## WHAT YOU SHOULD DO
Copy each of the records exactly; leave nothing out.

## DATA RECORDS
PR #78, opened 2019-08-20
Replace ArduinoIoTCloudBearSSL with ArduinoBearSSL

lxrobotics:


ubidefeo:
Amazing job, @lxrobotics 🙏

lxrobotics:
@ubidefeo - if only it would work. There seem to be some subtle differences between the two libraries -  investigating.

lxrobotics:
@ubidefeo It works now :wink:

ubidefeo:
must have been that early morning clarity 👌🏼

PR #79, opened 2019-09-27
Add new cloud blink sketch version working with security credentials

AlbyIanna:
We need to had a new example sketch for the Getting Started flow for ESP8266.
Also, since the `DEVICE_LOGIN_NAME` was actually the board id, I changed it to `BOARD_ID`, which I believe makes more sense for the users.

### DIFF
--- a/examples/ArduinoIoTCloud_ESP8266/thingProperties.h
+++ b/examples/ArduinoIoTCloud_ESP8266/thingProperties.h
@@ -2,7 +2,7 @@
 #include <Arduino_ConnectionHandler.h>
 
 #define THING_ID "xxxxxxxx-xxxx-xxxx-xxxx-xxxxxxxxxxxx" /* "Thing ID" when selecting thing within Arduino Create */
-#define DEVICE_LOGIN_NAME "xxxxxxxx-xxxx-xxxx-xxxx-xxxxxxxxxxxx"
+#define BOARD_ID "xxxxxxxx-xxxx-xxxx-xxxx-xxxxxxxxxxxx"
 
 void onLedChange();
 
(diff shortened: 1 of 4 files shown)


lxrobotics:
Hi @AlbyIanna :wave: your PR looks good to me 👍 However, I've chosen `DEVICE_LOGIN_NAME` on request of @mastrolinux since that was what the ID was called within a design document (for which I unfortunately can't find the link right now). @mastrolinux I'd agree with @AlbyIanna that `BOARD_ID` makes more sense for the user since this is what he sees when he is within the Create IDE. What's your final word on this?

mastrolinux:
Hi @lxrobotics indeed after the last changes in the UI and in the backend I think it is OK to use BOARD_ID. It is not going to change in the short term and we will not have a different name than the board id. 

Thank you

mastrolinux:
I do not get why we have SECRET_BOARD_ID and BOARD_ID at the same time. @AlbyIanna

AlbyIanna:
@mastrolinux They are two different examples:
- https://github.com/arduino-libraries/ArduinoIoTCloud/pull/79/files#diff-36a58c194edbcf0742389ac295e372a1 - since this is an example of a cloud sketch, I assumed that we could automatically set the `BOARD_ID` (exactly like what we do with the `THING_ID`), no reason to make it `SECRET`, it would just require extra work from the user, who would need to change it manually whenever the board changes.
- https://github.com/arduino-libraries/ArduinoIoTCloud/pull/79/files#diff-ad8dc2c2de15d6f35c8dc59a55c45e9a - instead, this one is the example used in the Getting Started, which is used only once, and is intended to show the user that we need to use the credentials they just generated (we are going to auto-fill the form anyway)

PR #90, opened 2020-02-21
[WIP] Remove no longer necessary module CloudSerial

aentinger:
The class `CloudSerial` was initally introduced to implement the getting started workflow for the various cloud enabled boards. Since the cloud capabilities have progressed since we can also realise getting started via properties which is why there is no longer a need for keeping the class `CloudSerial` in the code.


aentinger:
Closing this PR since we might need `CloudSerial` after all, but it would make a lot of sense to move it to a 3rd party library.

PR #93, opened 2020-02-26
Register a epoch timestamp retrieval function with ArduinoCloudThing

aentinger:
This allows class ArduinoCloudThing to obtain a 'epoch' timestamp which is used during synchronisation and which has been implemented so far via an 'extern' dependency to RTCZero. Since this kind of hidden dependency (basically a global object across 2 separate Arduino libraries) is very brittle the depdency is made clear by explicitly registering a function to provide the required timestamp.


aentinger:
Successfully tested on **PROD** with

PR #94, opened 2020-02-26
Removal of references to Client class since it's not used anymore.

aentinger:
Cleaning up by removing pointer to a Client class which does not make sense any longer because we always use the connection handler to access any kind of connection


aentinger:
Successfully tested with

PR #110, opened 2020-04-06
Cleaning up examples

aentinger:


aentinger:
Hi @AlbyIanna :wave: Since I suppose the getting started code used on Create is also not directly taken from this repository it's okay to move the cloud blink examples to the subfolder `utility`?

## WRITTEN RESPONSE
PR #78, opened 2019-08-20
Replace ArduinoIoTCloudBearSSL with ArduinoBearSSL

lxrobotics:


ubidefeo:
Amazing job, @lxrobotics 🙏

lxrobotics:
@ubidefeo - if only it would work. There seem to be some subtle differences between the two libraries -  investigating.

lxrobotics:
@ubidefeo It works now :wink:

ubidefeo:
must have been that early morning clarity 👌🏼

PR #79, opened 2019-09-27
Add new cloud blink sketch version working with security credentials

AlbyIanna:
We need to had a new example sketch for the Getting Started flow for ESP8266.
Also, since the `DEVICE_LOGIN_NAME` was actually the board id, I changed it to `BOARD_ID`, which I believe makes more sense for the users.

### DIFF
--- a/examples/ArduinoIoTCloud_ESP8266/thingProperties.h
+++ b/examples/ArduinoIoTCloud_ESP8266/thingProperties.h
@@ -2,7 +2,7 @@
 #include <Arduino_ConnectionHandler.h>
 
 #define THING_ID "xxxxxxxx-xxxx-xxxx-xxxx-xxxxxxxxxxxx" /* "Thing ID" when selecting thing within Arduino Create */
-#define DEVICE_LOGIN_NAME "xxxxxxxx-xxxx-xxxx-xxxx-xxxxxxxxxxxx"
+#define BOARD_ID "xxxxxxxx-xxxx-xxxx-xxxx-xxxxxxxxxxxx"
 
 void onLedChange();
 
(diff shortened: 1 of 4 files shown)


lxrobotics:
Hi @AlbyIanna :wave: your PR looks good to me 👍 However, I've chosen `DEVICE_LOGIN_NAME` on request of @mastrolinux since that was what the ID was called within a design document (for which I unfortunately can't find the link right now). @mastrolinux I'd agree with @AlbyIanna that `BOARD_ID` makes more sense for the user since this is what he sees when he is within the Create IDE. What's your final word on this?

mastrolinux:
Hi @lxrobotics indeed after the last changes in the UI and in the backend I think it is OK to use BOARD_ID. It is not going to change in the short term and we will not have a different name than the board id. 

Thank you

mastrolinux:
I do not get why we have SECRET_BOARD_ID and BOARD_ID at the same time. @AlbyIanna

AlbyIanna:
@mastrolinux They are two different examples:
- https://github.com/arduino-libraries/ArduinoIoTCloud/pull/79/files#diff-36a58c194edbcf0742389ac295e372a1 - since this is an example of a cloud sketch, I assumed that we could automatically set the `BOARD_ID` (exactly like what we do with the `THING_ID`), no reason to make it `SECRET`, it would just require extra work from the user, who would need to change it manually whenever the board changes.
- https://github.com/arduino-libraries/ArduinoIoTCloud/pull/79/files#diff-ad8dc2c2de15d6f35c8dc59a55c45e9a - instead, this one is the example used in the Getting Started, which is used only once, and is intended to show the user that we need to use the credentials they just generated (we are going to auto-fill the form anyway)

PR #90, opened 2020-02-21
[WIP] Remove no longer necessary module CloudSerial

aentinger:
The class `CloudSerial` was initally introduced to implement the getting started workflow for the various cloud enabled boards. Since the cloud capabilities have progressed since we can also realise getting started via properties which is why there is no longer a need for keeping the class `CloudSerial` in the code.


aentinger:
Closing this PR since we might need `CloudSerial` after all, but it would make a lot of sense to move it to a 3rd party library.

PR #93, opened 2020-02-26
Register a epoch timestamp retrieval function with ArduinoCloudThing

aentinger:
This allows class ArduinoCloudThing to obtain a 'epoch' timestamp which is used during synchronisation and which has been implemented so far via an 'extern' dependency to RTCZero. Since this kind of hidden dependency (basically a global object across 2 separate Arduino libraries) is very brittle the depdency is made clear by explicitly registering a function to provide the required timestamp.


aentinger:
Successfully tested on **PROD** with

PR #94, opened 2020-02-26
Removal of references to Client class since it's not used anymore.

aentinger:
Cleaning up by removing pointer to a Client class which does not make sense any longer because we always use the connection handler to access any kind of connection


aentinger:
Successfully tested with

PR #110, opened 2020-04-06
Cleaning up examples

aentinger:


aentinger:
Hi @AlbyIanna :wave: Since I suppose the getting started code used on Create is also not directly taken from this repository it's okay to move the cloud blink examples to the subfolder `utility`?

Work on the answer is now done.